FBI vexsome filer list - aw3c2
https://www.muckrock.com/foi/united-states-of-america-10/fbi-vexsome-filer-list-175/
======
BWStearns
tl;dr -- While many frequent filers are legit book-writers/journalists/legit-
folks-who-I-honestly-wish-well, sometimes they're essentially spammers, so I
can see why some offices might keep a list of those who are to be bottom of
piled because of their patterns (although nowhere I ever worked did, god I
wish we did).

As someone who once in the past had to handle (an ungodly amount of) FOIA
requests, should there be a list? I don't know, primarily because I don't know
what the utility is. That said, some opinions derived from experiences:

1) Some people are serial filers. They haven't bothered to do the research up
front to ask relevant questions and after a bit when you see their names you
know that when you read the next paragraph it's going to be asking about a)
things you know you cannot disclose (not for some BS reason but because of
things that actually should remain secret), b) aliens (no we don't have them),
c) blatant evidence of government conspiracy, generally of the NWO sort (duh
and or hello? Project BlueBeam doesn't keep paper records!).

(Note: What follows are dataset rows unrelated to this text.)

PR #84, opened 2026-08-19
feat(identity): rolling window lockout

agniev-a-hub:


packages/core/src/pam/identity/service/phone-login.service.ts
```diff
@@ -330,6 +345,36 @@ export class PhoneLoginService {
...
+    if (hasFailedLoginWindowExpired(account.lastFailedLoginAt, account.lastLockoutAt, nowMs)) {
+      await this.drizzle.db
+        .update(user)
+        .set({
+          failedLoginAttempts: 0,
+          lockoutUntil: null,
+          lockoutCount: 0,
+          lastLockoutAt: null,
+          lastFailedLoginAt: null,
+        })
```
klaudia-blazyczek-blurify, line 362: Mutating `account` in place after a DB reset breaks the immutability rule (conventions.md: "derive new objects, don't mutate"). Replace with `account = { ...account, failedLoginAttempts: 0, lockoutUntil: null, lockoutCount: 0, lastLockoutAt: null, lastFailedLoginAt: null }`.

packages/core/src/pam/identity/service/phone-login.service.ts
```diff
@@ -330,6 +345,36 @@ export class PhoneLoginService {
...
+      account.lockoutUntil = null;
+      account.lockoutCount = 0;
+      account.lastLockoutAt = null;
+      account.lastFailedLoginAt = null;
+    } else if (account.lockoutUntil && account.lockoutUntil.getTime() <= nowMs) {
+      await this.drizzle.db
+        .update(user)
+        .set({ failedLoginAttempts: 0, lockoutUntil: null })
+        .where(eq(user.id, account.id));
+      account.failedLoginAttempts = 0;
```
klaudia-blazyczek-blurify: Same mutation issue for the expired-lock branch: `account.failedLoginAttempts = 0; account.lockoutUntil = null` mutates the object directly. Use a spread reassignment.

packages/core/src/pam/identity/service/phone-login.service.ts
```diff
@@ -393,6 +438,10 @@ export class PhoneLoginService {
         createdAt: new Date(),
         updatedAt: new Date(),
       });
+      await t
```
klaudia-blazyczek-blurify, line 443: On successful OTP verify, only `failedLoginAttempts` and `lockoutUntil` are cleared inside the transaction. `lockoutCount`, `lastLockoutAt`, and `lastFailedLoginAt` are left dirty. The next failed login will read a stale `lockoutCount` and immediately escalate the tier. Should call `resetLockoutTier` (or inline the full reset) to clear all five fields.

packages/core/src/pam/identity/service/identity.service.ts
```diff
@@ -456,9 +431,37 @@ export class IdentityService {
       existingUser = { ...existingUser, failedLoginAttempts: 0, lockoutUntil: null };
```
klaudia-blazyczek-blurify: When `lockoutUntil` has elapsed, only `failedLoginAttempts` and `lockoutUntil` are cleared here (via `existingUser` spread), but the DB row is not updated - the clean-up write is done at line ~427 via `clearLockout`. Immediately after, the window-expiry check at line ~436 may fire a *second* DB update on the same request if `lastFailedLoginAt` is old enough. That is two UPDATE round-trips for a single login attempt. Consider merging both conditions into one write.

packages/core/src/pam/identity/service/lockout-policy.service.ts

2) There were also frequent filers where the requestor isn't a crackpot, a
FOIA spammer, or asking for something they know in advance could not be
provided. These were generally authors. We always got these people what we
could and even though my shop didn't keep a list me and the other poor souls
stuck on FOIA duty knew them by name. This meant that we basically knew what
they wanted when they filed which helped us get them their stuff faster with
less overhead. (N.B. this did not stop us from cursing them for their
curiosity and the resultant carpal tunnel).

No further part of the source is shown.